»»

PR #10356, opened 2021-05-16
podman network reload add rootless support

Luap99:
Allow podman network reload to be run as rootless user. While it is
unlikely that the iptable rules are flushed inside the rootless cni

««

**EXERCISE REQUIREMENTS**: Word for word, output the records that appear above.

**WRITTEN ANSWER**:
PR #10356, opened 2021-05-16
podman network reload add rootless support

Luap99:
Allow podman network reload to be run as rootless user. While it is
unlikely that the iptable rules are flushed inside the rootless cni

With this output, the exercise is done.